LinuxQuestions.org
Review your favorite Linux distribution.
Home Forums Tutorials Articles Register
Go Back   LinuxQuestions.org > Forums > Linux Forums > Linux - Distributions > Slackware
User Name
Password
Slackware This Forum is for the discussion of Slackware Linux.

Notices


Reply
  Search this Thread
Old 07-14-2008, 05:51 PM   #1
raypen
Member
 
Registered: Jun 2002
Location: Midwest
Distribution: Slackware
Posts: 365

Rep: Reputation: 30
Dual booting, serial console and odd behavior


I have an unusual setup on a SOHO Lan. Several machines boot only
a single operating system, but two are dual boot. One dual boots
Win2k and Slackware Linux 12.0 and the other dual boots Win98SE and
Slackware Linux 12.

I like to have the ability to boot one of the dual boot systems
from the other, so I have connected a serial line between the two
(a very long line since they are in different rooms) and configured
LILO to output a boot prompt to the serial line on both machines.
This allows me to select which system to boot on the remote machine.

I do not login from the serial console, so I have no agetty's running
on either machine. On either machine, I can boot into either Windows
or Linux from a regular console and then use either Hyperterminal
(Windows) or minicom (Linux) to boot the remote, selecting either
Windows or Linux. This seems to work well, and there is no clutter since
agetty's are not present at either end of the serial line.

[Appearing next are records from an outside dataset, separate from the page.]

PR #308, opened 2026-08-05
fix(websh): let every session goroutine leave teardown

### LINKED ISSUE #300: websh: terminal setup failure is reported as a websocket connection error
## What

`runWsClient` reports a terminal setup failure with the websocket dial's error message.

https://github.com/alpacax/alpacon-cli/blob/main/api/websh/websh.go#L275-L279

```go
func (wsClient *WebsocketClient) runWsClient() error {
	oldState, err := checkTerminal()
	if err != nil {
		utils.CliErrorWithExit("websocket connection failed %v", err)
	}
```

`checkTerminal` only calls `term.IsTerminal` and `term.MakeRaw`. It never touches the connection — by the time `runWsClient` runs, the dial in `OpenNewTerminal` has already succeeded. So the two failures a user can actually hit here are reported as a connection problem:

- stdin is not a tty (piped, redirected, or a CI runner): `websh command should be a terminal`
- `tcsetattr` failed

Both print as `websocket connection failed websh command should be a terminal`, which points debugging at the network instead of at the terminal.

The message looks like a copy of the dial error handler a few lines above (`api/websh/websh.go:263`). `OpenReadOnlyTerminal` already has the correct wording for the same call:

https://github.com/alpacax/alpacon-cli/blob/main/api/websh/websh.go#L227-L230

```go
	oldState, err := checkTerminal()
	if err != nil {
		utils.CliErrorWithExit("failed to set up terminal: %v", err)
	}
```

## Fix

Match `OpenReadOnlyTerminal`:

```go
	utils.CliErrorWithExit("failed to set up terminal: %v", err)
```

Note the format verb too — the current string is missing the `:` separator that the rest of the file uses.

## Scope

One line in `api/websh/websh.go`. No behavior change beyond the message; the exit code stays `1`.

## Found by

Out-of-scope finding from the review of #299. Not part of that PR's diff, so it was left for a separate change.

### LINKED ISSUE #301: websh: blocking sends to the size-1 Done channel park goroutines at teardown
## What

Three of the four sends to `WebsocketClient.Done` block forever once the channel's single buffer slot is taken.

`Done` is created with capacity 1 and has exactly one receiver — the `return <-wsClient.Done` that ends `runWsClient` (`api/websh/websh.go:288`) or `OpenReadOnlyTerminal` (`api/websh/websh.go:249`). That receiver runs once. After it fires, the first goroutine to send fills the buffer and every later send blocks with nobody left to drain it.

`readFromServer` guards against this; the other three sites do not.

https://github.com/alpacax/alpacon-cli/blob/main/api/websh/websh.go#L303-L315

```go
func (wsClient *WebsocketClient) readFromServer() {
	for {
		_, message, err := wsClient.conn.ReadMessage()
		if err != nil {
			select {
			case wsClient.Done <- err:
			default:
			}
			return
		}
```

https://github.com/alpacax/alpacon-cli/blob/main/api/websh/websh.go#L317-L331

```go
func (wsClient *WebsocketClient) readUserInput(inputChan chan<- string) {
	reader := bufio.NewReader(os.Stdin)
	for {
		char, _, err := reader.ReadRune()
		if err != nil {
			if err == io.EOF {
				wsClient.Done <- nil      // blocks if the slot is taken
				return
			}
			wsClient.Done <- err          // blocks if the slot is taken
			return
		}
		inputChan <- string(char)
	}
}
```

https://github.com/alpacax/alpacon-cli/blob/main/api/websh/websh.go#L333-L350

```go
		case <-time.After(time.Millisecond * 5):
			if len(inputBuffer) > 0 {
				err := wsClient.conn.WriteMessage(websocket.BinaryMessage, []byte(string(inputBuffer)))
				if err != nil {
					wsClient.Done <- err  // blocks if the slot is taken
					return
				}
```

## Reachable path

Ordinary session teardown reaches it:

1. The remote side closes the session. `readFromServer` sends the error and returns.
2. `runWsClient` receives it, drains the slot, and returns. `OpenNewTerminal`'s deferred `conn.Close` runs.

However, a problem has arisen with the machine that boots Win98SE.
If I boot into Linux and then issue a Wake-On-Lan command to start
the other machine, I enter minicom, make the OS selection and watch
the boot messages (if I have booted Linux). I can then do whatever
networking tasks are necessary, including shutting down the remote
machine. When I try to reboot or shutdown this machine, I get the usual
shutdown message, but the machine simply stalls. I have to turn off
the power supply and on again to boot.

Upon reboot, the logs contain the following:
Code:
MESSAGES
kernel: EXT3-fs: INFO: recovery required on readonly filesystem.
kernel: EXT3-fs: write access will be enabled during recovery.
kernel: kjournald starting.  Commit interval 5 seconds
kernel: EXT3-fs: hda3: orphan cleanup on readonly fs
kernel: EXT3-fs: hda3: 6 orphan inodes deleted
kernel: EXT3-fs: recovery complete.
kernel: EXT3-fs: mounted filesystem with ordered data mode.

DEBUG
kernel: (fs/jbd/recovery.c, 255): journal_recover: JBD: recovery, exit status 0, recovered transactions 30651 to 30805
kernel: (fs/jbd/recovery.c, 257): journal_recover: JBD: Replayed 3883 and revoked 1/10 blocks
kernel: ext3_orphan_cleanup: deleting unreferenced inode 1701598
kernel: ext3_orphan_cleanup: deleting unreferenced inode 1403540
kernel: ext3_orphan_cleanup: deleting unreferenced inode 1403528
kernel: ext3_orphan_cleanup: deleting unreferenced inode 1403527
kernel: ext3_orphan_cleanup: deleting unreferenced inode 1403526
kernel: ext3_orphan_cleanup: deleting unreferenced inode 1403525

DMESG
EXT3-fs: INFO: recovery required on readonly filesystem.
EXT3-fs: write access will be enabled during recovery.
(fs/jbd/recovery.c, 255): journal_recover: JBD: recovery, exit status 0, recovered transactions 30651 to 30805
(fs/jbd/recovery.c, 257): journal_recover: JBD: Replayed 3883 and revoked 1/10 blocks
kjournald starting.  Commit interval 5 seconds
EXT3-fs: hda3: orphan cleanup on readonly fs
ext3_orphan_cleanup: deleting unreferenced inode 1701598
ext3_orphan_cleanup: deleting unreferenced inode 1403540
ext3_orphan_cleanup: deleting unreferenced inode 1403528
ext3_orphan_cleanup: deleting unreferenced inode 1403527
ext3_orphan_cleanup: deleting unreferenced inode 1403526
ext3_orphan_cleanup: deleting unreferenced inode 1403525
EXT3-fs: hda3: 6 orphan inodes deleted
EXT3-fs: recovery complete.
EXT3-fs: mounted filesystem with ordered data mode.
VFS: Mounted root (ext3 filesystem) readonly.
Sometimes when I have issued the WOL command from this machine, I have
gotten a kernel message on the console:

Code:
kernel: SysRq : HELP : loglevel0-8 reBoot tErm Full kIll saK showMem Nice powerOff 
showPc show-all-timers(Q) unRaw Sync showTasks Unmount shoW-blocked-tasks
I'm not sure how this relates to the problem, but add it since it may
be a factor.

Oddly, this is not a problem on the other machine (yet!).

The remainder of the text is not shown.